• Aim of the task
Write out the entries below exactly. End with the line that contains "Show contents of".
--- START ---
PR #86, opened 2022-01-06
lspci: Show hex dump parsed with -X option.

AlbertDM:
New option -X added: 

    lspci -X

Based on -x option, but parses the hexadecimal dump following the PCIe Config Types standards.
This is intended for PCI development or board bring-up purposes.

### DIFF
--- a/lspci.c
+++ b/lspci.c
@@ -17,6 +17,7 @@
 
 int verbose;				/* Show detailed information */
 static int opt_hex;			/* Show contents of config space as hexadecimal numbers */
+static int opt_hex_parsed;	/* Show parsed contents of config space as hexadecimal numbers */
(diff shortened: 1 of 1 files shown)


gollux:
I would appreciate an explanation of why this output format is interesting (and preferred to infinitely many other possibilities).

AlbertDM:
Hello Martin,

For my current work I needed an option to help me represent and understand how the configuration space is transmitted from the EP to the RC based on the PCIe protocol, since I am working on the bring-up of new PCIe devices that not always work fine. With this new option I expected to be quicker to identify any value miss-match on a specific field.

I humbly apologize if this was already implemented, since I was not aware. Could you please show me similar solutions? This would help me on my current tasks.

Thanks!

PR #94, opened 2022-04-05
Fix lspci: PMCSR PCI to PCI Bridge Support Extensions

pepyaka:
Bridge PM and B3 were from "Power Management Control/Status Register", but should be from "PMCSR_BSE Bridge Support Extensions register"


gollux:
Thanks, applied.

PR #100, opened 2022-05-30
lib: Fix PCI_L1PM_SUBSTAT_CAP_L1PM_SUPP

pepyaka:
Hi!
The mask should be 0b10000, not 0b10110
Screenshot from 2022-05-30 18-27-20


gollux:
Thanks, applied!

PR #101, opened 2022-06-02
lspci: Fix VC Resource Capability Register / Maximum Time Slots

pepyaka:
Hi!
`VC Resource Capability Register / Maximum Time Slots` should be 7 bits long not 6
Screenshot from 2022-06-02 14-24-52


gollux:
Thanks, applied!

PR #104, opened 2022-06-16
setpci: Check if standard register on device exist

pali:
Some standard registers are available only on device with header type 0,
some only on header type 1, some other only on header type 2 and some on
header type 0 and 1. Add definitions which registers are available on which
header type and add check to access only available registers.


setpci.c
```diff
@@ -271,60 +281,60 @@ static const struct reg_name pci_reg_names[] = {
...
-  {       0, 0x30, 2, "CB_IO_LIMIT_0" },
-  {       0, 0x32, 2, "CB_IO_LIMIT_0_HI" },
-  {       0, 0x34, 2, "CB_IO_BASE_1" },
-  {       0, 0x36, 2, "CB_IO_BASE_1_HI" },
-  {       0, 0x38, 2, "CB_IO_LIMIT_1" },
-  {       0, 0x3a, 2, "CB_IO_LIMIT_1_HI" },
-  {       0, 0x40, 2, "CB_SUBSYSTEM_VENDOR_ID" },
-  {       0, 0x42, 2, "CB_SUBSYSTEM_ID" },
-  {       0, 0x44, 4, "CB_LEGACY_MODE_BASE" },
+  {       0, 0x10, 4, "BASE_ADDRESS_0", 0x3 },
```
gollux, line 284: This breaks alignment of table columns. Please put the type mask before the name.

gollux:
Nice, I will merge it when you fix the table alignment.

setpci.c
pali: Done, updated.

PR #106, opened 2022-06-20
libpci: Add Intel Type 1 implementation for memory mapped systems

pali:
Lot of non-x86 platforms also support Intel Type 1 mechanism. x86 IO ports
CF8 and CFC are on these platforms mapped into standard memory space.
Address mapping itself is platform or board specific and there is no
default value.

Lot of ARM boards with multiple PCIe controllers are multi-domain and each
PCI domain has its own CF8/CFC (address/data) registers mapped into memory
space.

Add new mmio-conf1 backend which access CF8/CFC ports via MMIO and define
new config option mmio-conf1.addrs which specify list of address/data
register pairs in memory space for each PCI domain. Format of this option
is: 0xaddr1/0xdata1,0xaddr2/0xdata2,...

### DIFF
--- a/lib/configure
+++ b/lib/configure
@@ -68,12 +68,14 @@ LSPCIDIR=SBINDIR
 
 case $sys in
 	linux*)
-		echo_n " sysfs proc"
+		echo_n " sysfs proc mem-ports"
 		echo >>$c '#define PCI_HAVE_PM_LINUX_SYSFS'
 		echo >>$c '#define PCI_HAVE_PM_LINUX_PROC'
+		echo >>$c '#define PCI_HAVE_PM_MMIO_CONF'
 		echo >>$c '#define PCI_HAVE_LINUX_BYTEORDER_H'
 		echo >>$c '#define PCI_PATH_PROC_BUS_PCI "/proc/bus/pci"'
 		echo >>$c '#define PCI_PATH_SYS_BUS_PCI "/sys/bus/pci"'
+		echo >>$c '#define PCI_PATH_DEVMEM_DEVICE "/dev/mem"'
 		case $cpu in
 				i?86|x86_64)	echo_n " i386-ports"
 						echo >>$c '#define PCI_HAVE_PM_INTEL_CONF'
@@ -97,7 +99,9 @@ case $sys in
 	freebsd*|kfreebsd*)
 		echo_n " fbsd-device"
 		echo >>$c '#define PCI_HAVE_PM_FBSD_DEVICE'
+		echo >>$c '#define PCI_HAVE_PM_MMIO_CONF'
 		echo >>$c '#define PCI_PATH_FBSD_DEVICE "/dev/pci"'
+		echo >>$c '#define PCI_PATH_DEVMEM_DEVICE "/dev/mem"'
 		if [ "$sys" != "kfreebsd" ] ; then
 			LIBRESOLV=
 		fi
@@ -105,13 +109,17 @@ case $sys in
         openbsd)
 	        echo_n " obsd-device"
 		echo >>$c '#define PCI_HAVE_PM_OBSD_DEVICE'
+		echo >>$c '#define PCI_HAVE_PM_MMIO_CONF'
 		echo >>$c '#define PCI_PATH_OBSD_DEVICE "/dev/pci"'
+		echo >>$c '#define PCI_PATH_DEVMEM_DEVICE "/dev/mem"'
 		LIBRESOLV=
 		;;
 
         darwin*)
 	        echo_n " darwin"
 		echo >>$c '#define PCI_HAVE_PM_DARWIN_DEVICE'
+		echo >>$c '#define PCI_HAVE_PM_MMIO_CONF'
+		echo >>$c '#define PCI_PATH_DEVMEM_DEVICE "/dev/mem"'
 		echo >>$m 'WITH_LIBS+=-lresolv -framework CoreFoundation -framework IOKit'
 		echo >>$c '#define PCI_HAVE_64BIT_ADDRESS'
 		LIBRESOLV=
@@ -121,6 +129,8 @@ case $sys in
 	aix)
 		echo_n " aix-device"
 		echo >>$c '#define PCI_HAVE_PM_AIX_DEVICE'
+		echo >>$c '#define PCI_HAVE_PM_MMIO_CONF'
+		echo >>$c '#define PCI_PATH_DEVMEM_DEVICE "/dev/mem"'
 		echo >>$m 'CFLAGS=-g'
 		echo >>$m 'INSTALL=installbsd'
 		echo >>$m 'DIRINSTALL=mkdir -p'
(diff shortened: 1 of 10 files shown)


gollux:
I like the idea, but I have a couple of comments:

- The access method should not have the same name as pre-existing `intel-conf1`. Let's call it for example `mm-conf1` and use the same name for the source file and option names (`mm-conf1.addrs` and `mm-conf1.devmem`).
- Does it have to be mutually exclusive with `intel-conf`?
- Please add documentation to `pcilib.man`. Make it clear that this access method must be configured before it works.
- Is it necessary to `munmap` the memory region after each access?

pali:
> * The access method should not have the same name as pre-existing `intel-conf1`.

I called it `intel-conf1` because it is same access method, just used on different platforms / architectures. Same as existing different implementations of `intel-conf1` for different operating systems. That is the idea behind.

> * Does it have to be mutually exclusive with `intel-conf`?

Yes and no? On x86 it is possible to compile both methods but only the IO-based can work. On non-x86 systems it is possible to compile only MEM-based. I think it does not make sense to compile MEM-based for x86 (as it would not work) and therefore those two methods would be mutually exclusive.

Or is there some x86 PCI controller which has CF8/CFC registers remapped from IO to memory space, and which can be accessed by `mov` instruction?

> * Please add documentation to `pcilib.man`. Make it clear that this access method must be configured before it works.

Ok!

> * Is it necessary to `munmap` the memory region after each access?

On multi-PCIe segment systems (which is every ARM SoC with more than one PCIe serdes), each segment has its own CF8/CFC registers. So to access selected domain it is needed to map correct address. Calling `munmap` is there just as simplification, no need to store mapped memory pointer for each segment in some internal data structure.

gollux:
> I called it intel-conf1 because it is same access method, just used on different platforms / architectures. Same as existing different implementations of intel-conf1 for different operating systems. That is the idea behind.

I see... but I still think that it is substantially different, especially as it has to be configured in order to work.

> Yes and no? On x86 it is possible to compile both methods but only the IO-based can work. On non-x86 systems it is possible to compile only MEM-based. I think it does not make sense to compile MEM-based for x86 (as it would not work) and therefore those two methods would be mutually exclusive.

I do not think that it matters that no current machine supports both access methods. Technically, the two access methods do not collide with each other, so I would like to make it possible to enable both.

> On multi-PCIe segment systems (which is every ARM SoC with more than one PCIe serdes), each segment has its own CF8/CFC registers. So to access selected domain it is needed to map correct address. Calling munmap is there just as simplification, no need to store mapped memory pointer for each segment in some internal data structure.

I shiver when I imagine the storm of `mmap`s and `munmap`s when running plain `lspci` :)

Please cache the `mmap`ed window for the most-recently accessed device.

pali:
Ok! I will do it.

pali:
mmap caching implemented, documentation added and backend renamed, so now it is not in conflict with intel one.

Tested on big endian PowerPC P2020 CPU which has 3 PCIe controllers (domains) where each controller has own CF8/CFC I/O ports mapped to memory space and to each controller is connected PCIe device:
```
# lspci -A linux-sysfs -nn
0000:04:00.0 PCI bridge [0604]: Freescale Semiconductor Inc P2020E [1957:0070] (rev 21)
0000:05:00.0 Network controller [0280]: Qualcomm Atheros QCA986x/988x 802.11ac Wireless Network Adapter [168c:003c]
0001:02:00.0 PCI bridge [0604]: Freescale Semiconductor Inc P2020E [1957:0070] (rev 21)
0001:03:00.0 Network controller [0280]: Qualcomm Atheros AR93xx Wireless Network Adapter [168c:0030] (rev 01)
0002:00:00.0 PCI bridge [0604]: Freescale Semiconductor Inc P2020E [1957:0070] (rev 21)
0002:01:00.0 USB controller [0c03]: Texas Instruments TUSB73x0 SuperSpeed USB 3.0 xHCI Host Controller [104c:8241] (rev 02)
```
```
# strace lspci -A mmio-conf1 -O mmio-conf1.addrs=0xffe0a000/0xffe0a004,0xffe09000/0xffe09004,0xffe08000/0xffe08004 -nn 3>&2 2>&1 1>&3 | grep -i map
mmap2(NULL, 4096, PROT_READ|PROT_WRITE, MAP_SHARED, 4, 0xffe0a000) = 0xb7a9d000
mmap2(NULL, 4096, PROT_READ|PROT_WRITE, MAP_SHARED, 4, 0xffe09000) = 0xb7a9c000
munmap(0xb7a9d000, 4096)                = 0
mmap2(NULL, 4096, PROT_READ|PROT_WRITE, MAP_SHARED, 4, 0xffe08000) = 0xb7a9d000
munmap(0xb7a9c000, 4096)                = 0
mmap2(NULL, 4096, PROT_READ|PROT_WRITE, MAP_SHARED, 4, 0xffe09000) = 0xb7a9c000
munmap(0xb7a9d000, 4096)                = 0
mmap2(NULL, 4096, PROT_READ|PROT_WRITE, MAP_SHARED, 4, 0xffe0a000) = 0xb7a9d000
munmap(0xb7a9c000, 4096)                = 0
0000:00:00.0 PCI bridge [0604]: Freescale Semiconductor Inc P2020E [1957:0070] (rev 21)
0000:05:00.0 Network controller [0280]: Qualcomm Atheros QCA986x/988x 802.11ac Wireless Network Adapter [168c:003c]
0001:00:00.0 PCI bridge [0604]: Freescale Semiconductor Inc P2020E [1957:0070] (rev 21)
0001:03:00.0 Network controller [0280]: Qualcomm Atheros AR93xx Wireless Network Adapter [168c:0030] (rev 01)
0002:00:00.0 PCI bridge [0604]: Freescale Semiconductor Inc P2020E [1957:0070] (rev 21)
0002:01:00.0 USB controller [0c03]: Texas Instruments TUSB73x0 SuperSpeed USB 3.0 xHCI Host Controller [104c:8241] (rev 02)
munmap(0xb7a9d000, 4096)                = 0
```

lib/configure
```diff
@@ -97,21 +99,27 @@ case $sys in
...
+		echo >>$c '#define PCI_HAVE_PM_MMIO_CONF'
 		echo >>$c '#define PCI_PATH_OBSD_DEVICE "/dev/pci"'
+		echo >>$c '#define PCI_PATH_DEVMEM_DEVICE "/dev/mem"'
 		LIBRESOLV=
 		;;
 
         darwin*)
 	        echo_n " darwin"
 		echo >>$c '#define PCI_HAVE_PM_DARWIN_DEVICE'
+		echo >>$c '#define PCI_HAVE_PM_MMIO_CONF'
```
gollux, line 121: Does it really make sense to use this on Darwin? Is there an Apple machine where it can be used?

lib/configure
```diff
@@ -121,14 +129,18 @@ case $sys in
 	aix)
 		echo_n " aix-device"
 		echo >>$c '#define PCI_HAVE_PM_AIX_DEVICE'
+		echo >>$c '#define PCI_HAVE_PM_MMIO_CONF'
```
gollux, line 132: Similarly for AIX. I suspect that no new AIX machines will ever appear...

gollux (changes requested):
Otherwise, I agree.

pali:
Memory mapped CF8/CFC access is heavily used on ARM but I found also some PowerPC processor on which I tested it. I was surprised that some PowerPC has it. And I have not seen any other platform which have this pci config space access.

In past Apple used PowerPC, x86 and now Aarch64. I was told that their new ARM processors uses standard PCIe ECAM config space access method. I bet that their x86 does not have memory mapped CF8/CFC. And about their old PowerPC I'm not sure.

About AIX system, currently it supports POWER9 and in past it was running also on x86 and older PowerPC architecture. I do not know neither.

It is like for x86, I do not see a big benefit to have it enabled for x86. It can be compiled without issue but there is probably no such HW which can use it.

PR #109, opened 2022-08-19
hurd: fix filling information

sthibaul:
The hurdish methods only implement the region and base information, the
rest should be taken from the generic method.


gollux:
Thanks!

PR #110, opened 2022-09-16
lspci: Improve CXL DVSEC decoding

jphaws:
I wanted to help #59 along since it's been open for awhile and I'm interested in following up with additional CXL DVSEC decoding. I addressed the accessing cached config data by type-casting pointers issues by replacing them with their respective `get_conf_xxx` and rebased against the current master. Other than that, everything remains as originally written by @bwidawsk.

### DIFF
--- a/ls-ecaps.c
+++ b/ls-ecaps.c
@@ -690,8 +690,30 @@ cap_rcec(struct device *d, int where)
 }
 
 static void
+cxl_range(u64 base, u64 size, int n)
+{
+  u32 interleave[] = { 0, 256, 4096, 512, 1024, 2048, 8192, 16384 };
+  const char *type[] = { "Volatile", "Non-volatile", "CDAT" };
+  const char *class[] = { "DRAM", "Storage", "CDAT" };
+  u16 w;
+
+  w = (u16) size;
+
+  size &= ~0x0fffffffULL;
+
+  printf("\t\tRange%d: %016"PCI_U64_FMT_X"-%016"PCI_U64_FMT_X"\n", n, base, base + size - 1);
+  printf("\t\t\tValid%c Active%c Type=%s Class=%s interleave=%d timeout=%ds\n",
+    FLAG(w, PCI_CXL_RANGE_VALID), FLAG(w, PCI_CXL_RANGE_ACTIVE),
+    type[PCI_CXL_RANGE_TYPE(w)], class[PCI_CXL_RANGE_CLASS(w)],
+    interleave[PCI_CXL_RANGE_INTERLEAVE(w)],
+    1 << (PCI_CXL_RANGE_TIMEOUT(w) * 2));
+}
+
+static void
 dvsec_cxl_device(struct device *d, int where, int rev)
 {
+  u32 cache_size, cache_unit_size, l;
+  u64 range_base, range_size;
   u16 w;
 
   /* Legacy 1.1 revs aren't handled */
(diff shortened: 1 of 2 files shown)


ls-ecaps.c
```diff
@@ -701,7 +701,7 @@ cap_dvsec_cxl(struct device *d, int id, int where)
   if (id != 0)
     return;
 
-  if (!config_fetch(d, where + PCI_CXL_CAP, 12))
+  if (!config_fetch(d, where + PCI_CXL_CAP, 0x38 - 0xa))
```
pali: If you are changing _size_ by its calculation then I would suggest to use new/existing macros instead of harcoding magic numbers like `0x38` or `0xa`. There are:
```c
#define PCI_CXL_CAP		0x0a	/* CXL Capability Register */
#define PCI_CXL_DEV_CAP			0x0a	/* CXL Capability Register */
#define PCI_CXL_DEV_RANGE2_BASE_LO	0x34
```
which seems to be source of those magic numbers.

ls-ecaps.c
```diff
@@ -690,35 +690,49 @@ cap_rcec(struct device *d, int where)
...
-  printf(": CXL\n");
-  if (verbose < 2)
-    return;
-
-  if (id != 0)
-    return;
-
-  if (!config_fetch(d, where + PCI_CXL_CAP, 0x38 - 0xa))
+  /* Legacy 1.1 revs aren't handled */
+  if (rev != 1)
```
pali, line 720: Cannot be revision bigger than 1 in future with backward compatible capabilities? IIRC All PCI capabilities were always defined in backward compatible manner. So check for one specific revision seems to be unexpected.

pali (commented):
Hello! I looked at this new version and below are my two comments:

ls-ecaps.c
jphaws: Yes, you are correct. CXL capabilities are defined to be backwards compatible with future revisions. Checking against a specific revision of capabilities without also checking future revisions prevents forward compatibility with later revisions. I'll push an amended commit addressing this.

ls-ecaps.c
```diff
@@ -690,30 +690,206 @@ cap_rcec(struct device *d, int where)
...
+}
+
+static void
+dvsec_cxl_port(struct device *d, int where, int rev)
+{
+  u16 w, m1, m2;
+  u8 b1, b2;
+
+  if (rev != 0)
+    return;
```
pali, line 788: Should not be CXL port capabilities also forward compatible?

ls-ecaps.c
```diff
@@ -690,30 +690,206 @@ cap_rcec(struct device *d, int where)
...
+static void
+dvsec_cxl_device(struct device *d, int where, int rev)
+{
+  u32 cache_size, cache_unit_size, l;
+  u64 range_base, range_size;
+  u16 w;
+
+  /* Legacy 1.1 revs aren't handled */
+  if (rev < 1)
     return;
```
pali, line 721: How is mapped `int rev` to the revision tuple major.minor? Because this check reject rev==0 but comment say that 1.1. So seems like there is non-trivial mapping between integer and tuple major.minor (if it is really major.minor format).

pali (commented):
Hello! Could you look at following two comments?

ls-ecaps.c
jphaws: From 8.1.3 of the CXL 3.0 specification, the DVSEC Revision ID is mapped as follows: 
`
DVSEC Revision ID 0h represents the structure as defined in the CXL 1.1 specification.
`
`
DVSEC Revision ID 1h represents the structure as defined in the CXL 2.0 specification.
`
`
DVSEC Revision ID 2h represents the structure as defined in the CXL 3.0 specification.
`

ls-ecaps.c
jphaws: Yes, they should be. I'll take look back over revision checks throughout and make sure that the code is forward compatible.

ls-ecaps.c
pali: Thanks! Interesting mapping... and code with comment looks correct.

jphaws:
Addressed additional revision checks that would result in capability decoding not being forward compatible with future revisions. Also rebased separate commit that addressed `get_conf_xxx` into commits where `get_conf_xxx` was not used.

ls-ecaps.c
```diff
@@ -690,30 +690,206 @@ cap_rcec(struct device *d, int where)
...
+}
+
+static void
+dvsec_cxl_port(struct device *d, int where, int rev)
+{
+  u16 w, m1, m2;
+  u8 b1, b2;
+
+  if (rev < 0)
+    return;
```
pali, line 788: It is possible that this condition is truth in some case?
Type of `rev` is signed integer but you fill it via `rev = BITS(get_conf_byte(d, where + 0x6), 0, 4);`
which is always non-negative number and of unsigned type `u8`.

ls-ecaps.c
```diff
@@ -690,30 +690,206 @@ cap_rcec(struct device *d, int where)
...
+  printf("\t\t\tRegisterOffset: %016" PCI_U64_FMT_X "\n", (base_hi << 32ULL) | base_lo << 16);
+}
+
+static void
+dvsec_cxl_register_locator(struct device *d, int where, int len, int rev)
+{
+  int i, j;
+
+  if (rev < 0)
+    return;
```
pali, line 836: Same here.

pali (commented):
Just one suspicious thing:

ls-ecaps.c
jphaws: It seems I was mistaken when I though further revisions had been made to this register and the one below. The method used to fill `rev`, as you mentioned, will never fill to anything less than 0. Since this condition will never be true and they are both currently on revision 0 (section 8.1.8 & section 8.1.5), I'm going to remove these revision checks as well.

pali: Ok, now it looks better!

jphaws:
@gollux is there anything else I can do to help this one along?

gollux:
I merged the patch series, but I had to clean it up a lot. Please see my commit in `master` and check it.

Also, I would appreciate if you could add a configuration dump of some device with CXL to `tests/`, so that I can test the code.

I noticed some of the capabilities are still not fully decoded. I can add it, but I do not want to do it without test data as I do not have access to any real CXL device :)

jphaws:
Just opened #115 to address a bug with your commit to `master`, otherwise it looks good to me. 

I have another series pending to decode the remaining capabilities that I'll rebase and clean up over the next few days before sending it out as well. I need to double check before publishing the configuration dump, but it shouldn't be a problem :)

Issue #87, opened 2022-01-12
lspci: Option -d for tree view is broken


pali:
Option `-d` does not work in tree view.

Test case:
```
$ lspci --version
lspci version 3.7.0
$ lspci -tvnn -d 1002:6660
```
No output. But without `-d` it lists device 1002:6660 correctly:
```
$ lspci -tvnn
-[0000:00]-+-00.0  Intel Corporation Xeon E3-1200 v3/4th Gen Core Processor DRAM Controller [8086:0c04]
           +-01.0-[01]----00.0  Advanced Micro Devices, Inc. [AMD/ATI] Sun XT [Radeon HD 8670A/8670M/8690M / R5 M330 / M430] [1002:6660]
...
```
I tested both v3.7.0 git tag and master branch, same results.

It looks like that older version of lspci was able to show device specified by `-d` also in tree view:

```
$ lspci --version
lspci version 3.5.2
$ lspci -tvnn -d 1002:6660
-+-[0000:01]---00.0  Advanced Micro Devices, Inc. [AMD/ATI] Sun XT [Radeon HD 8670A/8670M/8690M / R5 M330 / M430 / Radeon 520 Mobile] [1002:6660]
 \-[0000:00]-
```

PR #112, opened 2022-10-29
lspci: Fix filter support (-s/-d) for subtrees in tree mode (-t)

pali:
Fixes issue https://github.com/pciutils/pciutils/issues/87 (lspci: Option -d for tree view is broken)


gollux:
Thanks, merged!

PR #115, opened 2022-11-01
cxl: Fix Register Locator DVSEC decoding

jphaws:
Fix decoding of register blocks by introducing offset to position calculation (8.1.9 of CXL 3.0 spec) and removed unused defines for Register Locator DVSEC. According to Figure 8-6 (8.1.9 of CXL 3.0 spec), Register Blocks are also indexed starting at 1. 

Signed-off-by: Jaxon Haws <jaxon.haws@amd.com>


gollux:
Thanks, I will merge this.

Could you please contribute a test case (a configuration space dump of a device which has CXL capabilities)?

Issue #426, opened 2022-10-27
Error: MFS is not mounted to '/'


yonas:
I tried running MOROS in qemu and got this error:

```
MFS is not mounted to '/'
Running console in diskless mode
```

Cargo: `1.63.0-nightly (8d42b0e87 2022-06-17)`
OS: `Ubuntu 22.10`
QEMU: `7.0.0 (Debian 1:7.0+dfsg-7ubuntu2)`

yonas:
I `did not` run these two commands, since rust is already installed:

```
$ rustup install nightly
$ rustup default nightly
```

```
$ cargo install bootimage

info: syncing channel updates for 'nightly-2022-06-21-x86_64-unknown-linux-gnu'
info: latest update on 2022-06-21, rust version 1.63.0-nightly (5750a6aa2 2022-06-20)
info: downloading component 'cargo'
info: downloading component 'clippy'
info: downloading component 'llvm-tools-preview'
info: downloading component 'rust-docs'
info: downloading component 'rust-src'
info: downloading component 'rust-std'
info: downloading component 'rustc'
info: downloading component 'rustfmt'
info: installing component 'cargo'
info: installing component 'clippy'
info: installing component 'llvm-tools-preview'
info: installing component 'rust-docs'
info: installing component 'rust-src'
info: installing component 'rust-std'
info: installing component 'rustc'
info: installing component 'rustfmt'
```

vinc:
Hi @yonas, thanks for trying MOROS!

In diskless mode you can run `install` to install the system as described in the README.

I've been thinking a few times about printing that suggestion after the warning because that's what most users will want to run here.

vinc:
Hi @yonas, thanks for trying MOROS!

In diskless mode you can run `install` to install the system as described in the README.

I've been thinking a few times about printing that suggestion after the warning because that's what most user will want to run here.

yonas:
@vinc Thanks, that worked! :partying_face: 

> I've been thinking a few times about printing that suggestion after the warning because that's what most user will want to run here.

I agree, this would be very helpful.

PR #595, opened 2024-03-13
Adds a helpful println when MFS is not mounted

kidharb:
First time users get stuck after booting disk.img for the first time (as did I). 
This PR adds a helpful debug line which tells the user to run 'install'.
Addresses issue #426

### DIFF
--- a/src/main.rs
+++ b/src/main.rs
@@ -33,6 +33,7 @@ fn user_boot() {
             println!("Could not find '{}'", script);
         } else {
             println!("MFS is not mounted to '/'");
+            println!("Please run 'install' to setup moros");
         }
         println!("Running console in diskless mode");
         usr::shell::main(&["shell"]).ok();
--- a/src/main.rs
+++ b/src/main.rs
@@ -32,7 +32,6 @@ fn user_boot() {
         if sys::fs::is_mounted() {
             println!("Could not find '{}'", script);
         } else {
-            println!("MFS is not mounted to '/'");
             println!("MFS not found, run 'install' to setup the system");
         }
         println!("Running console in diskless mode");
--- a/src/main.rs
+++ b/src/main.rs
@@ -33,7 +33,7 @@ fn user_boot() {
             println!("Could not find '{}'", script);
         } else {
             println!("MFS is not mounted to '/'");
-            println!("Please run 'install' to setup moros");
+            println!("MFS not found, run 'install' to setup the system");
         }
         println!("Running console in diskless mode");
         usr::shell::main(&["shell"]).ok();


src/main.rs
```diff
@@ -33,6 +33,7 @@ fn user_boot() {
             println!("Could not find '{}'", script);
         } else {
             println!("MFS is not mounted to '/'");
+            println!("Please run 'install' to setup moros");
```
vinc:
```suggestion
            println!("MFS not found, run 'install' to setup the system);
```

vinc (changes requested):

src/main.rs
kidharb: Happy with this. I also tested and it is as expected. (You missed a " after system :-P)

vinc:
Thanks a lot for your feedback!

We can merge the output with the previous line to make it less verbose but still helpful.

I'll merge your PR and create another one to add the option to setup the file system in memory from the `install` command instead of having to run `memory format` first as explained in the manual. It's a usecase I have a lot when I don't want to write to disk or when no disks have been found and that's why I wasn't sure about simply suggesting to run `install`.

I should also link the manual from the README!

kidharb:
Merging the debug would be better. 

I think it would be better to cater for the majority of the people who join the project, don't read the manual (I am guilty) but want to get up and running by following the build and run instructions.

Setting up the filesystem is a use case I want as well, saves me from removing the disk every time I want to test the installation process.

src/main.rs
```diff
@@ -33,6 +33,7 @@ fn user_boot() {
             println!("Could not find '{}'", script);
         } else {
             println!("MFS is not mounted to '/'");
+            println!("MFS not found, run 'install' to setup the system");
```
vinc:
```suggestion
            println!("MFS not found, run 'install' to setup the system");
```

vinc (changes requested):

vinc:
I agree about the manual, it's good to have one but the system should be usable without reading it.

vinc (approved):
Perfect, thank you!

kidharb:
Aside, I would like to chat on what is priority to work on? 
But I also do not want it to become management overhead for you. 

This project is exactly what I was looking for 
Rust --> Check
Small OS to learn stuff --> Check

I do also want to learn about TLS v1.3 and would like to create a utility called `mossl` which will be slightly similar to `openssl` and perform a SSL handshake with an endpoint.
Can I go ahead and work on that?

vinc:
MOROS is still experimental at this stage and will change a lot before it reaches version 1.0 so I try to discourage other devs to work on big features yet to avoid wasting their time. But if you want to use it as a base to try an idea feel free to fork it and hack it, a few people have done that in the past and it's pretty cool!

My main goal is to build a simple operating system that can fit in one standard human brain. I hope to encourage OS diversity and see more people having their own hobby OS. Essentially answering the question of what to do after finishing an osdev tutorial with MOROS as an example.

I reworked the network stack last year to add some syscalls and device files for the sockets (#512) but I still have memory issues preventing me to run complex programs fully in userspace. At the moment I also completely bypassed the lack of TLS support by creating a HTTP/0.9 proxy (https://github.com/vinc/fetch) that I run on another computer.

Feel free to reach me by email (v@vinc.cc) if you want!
--- END ---
• Answer box
PR #86, opened 2022-01-06
lspci: Show hex dump parsed with -X option.

AlbertDM:
New option -X added: 

    lspci -X

Based on -x option, but parses the hexadecimal dump following the PCIe Config Types standards.
This is intended for PCI development or board bring-up purposes.

### DIFF
--- a/lspci.c
+++ b/lspci.c
@@ -17,6 +17,7 @@
 
 int verbose;				/* Show detailed information */
 static int opt_hex;			/* Show contents of config space as hexadecimal numbers */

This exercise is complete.